J.P. Weatherford had turned into a human pincushion. Something had to give.

Sure, he’d experienced jobsite injuries before. A hammered thumb or a sandpapered knuckle. But daily bee stings by the dozens? That was new.

It wasn’t merely the fact that being stung by a bee was downright painful. It was the incessant buzzing that pestered him the most. How could he accurately measure a piece of wood or safely maneuver a band saw when a swarm of bees kept zigzagging about in his periphery?

He wouldn’t say he feared them, but he also couldn’t say he liked them. And hereallydidn’t enjoy plucking stingers out of his skin. Or most recently, his bottom lip. It looked like someone had slugged him right in the kisser, and the sensitive flesh still throbbed each time he opened his mouth to speak.

At first, he thought the bees were just passing through. After all, everything was in bloom at this time of year. Flower fields. Fruit orchards. The entirety of Harmony Ridge was a bee’s pollen-gathering paradise. But a little investigation led him to the source of his stinger woes.

Miss Paisley: the owner of the neighboring property and the hives the wayward honeybees called home.

Originally, J.P. had plans to just leave a nasty-gram in her mailbox. Something to indicate his displeasure over being stung along with a thinly veiled threat using language that included the words “county” and “fine”. But when the final bee got his bottom lip and the last of his patience, he’d snapped.

Muttering all the way to her house as his large strides ate up the earth beneath him, he rehearsed his delivery. Whoever this woman was, she needed to rectify the situation, pronto. J.P. was not about to spend the next six months being harassed by nasty hornets. The hives had to go, and J.P. would make certain it was sooner rather than later.
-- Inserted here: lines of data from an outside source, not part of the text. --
PR #14681, opened 2022-01-07
{lib}[GCCcore/11.2.0] psutil v5.9.0

Ghepardo:
From latest available source.

### DIFF
--- a/easybuild/easyconfigs/p/psutil/psutil-5.9.0-GCCcore-11.2.0.eb
+++ b/easybuild/easyconfigs/p/psutil/psutil-5.9.0-GCCcore-11.2.0.eb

It took a lot to intimidate the guy. A steeply pitched roof in need of repair? No problem. He could jog across the slope of it without so much as weakened knees. Moldy bathroom? That stuff didn’t scare him.

But a porch filled with three chatty women, each scrutinizing him like he’d dropped out of the sky, had him practically tripping over his big feet.

Last he’d been aware, the owner of the property was an elderly widow, not a striking young woman who couldn’t be a day over thirty. While he didn’t know the names or identities of the group in front of him, something about the woman in the middle led him to believe she was the person he originally came to interrogate. She seemed all too at home on that porch, surveying her unexpected guest, a queen reining down from her haughty throne.